When we want to find out if an element appears before or whether an element exists in the set.

Load Factor

Collision resolution techniques:

It happens when two or more keys points to the same array index.

  1. Open Addressing The hash function is applied to the subsequent slots until one is left empty. There are various ways to use this approach: double hashing, linear probing, and quadratic probing.
  2. Separate Chaining: In separate chaining, a linked list of objects that hash to each slot in the hash table is present. Two keys are included in the linked list if they hash to the same slot. This method is rather simple to use and can manage several collisions.
  3. Robin Hood hashing:  To reduce the length of the chain, collisions in Robin Hood hashing are addressed by switching off keys. The algorithm compares the distance between the slot and the occupied slot of the two keys if a new key hashes to an already-occupied slot. The existing key gets swapped out with the new one if it is closer to its ideal slot. This brings the existing key closer to its ideal slot.

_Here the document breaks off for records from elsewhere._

PR #10794, opened 2026-05-15
ci: scope release git tags by product

saoudrizwan:
This PR updates the release tagging strategy so VS Code, CLI, SDK, and nightly publishes use product-scoped git tags that can coexist in the monorepo without collisions.

The previous release flows mixed several tag formats:

- VS Code stable releases used plain `vX.Y.Z` tags.
- CLI releases used `cli-vX.Y.Z` tags.
- SDK production package tags used `sdk/{package}/vX.Y.Z`.
- VS Code nightlies used a branch and SHA based `nightly-*` tag.

That made it easy for release automation and changelog generation to accidentally inspect tags from the wrong product as more products moved into the same repository. This PR changes the active release workflows and local release helper to use these product-scoped forms:

- VS Code stable: `vX.Y.Z-vscode`
- VS Code nightly: `vX.Y.Z-vscode-nightly.YYYYMMDDHHMMSS`
- CLI stable: `vX.Y.Z-cli`
- CLI nightly: `vX.Y.Z-cli-nightly.YYYYMMDDHHMMSS`
- SDK production package tags: `vX.Y.Z-sdk-shared`, `vX.Y.Z-sdk-llms`, `vX.Y.Z-sdk-agents`, `vX.Y.Z-sdk-core`, and `vX.Y.Z-sdk-sdk`
- SDK nightly: `vX.Y.Z-sdk-nightly.YYYYMMDDHHMMSS`

The VS Code stable workflow now validates `vX.Y.Z-vscode`, auto-creates annotated tags in that shape, strips the suffix before comparing against `package.json`, and uses a migration-safe previous-tag fallback. That fallback first looks for prior `v*-vscode` tags, then falls back to old plain `vX.Y.Z` tags while excluding every hyphenated tag so CLI, SDK, and nightly tags cannot become the changelog baseline.

The CLI workflow now validates `vX.Y.Z-cli`, preserves a temporary `cli-v*` fallback only for previous-release changelog lookup during migration, and creates timestamp-only CLI nightly tags after successful nightly publishes.

The SDK workflow keeps the existing per-package production tag behavior but changes the format to the new product-scoped package tags. The local SDK release helper now mirrors that behavior by creating one annotated tag per SDK package for `latest` releases. SDK nightlies get a single product-scoped nightly tag because the current workflow publishes the SDK package set together.

Release docs and the CLI publish skill were updated to match the current workflow filenames on `main` and the new tag names.

### DIFF
--- a/.clinerules/workflows/hotfix-release.md
+++ b/.clinerules/workflows/hotfix-release.md
@@ -21,7 +21,11 @@ git checkout main && git pull origin main
 Get the latest release tag:
 
 ```bash
-git tag --sort=-v:refname | head -1
+LAST_TAG=$(git tag --list 'v*-vscode' --sort=-v:refname | head -1)
+if [ -z "$LAST_TAG" ]; then
+  LAST_TAG=$(git tag --list 'v[0-9]*.[0-9]*.[0-9]*' --sort=-v:refname | grep -E '^v[0-9]+\.[0-9]+\.[0-9]+$' | head -1)
+fi
+echo "$LAST_TAG"
 ```
 
 ## Step 2: Present Commits Since Last Release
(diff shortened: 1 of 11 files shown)


dominiccooney (changes requested):
The product-scoped tag direction is still useful, but this branch no longer covers the current release contract. Please refresh the migration against current `main` before it lands.

Three blockers need to be resolved together:

1. Several changed paths no longer exist (`sdk/apps/cli/...` and `ext-vscode-publish-nightly-sdk.yml`), while current tag consumers added since this branch—CLI files under `apps/cli`, VS Code A/B and legacy packaging, desktop publishing, and the SDK GitHub-release flow—are not included. Every producer, validator, checkout, previous-tag lookup, GitHub release, hotfix helper, and operator-facing skill must switch at one declared boundary or intentionally retain a documented legacy format.
2. Both proposed VS Code nightly workflows create `v${VERSION}-vscode-nightly.${TIMESTAMP}` using second-resolution timestamps. Concurrent runs can therefore attempt the same tag after publishing different artifacts. Derive the tag from one release identity or give each producer a collision-free namespace, and test concurrent/retried runs.
3. The proposed CLI validator only accepts `vX.Y.Z-cli`, dropping the prerelease form accepted by the live `cli-vX.Y.Z-...` contract. The hotfix migration helper also emits all new-style tags before all legacy tags and then takes `head`, so it does not select the newest combined release history. Preserve the declared prerelease domain and select migration bases by ancestry/version across both formats.

Please add a small automated contract test that enumerates supported product/channel tag examples and exercises every parser/producer, including legacy fallback and two simultaneous nightly identities. That will make future workflow additions fail visibly instead of silently escaping the migration.

maxpaulus43:
is this PR stale? can we close it if we don't plan to do anything about this right now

This method has a tendency to cut down on collisions and average chain length.

Hashing in Data structure

  1. array
  2. set
  3. map

    set and map in C++

set

  Underlying Implementation ordered repeatable modifiable query efficiency addition and deletions efficieny
std::set Red–black tree Ordered No No O(log n) O(log n)
std::multiset Red–black tree Ordered Yes No O(log n) O(log n)
std::unordered_set Hash Table Unordered No No O(1) O(1)

map

  Underlying Implementation ordered repeatable modifiable query efficiency addition and deletions efficieny
std::map Red–black tree Ordered No No O(log n) O(log n)
std::multimap Red–black tree Ordered Yes No O(log n) O(log n)
std::unordered_map Hash Table Unorde No No O(1) O(1)

Array as Hash Table

[!Important] Only using array as hash table when keys’ range is limited

242 Valid Anagram

Given two string s and t, return true if t is an anagram of s, and false otherwise.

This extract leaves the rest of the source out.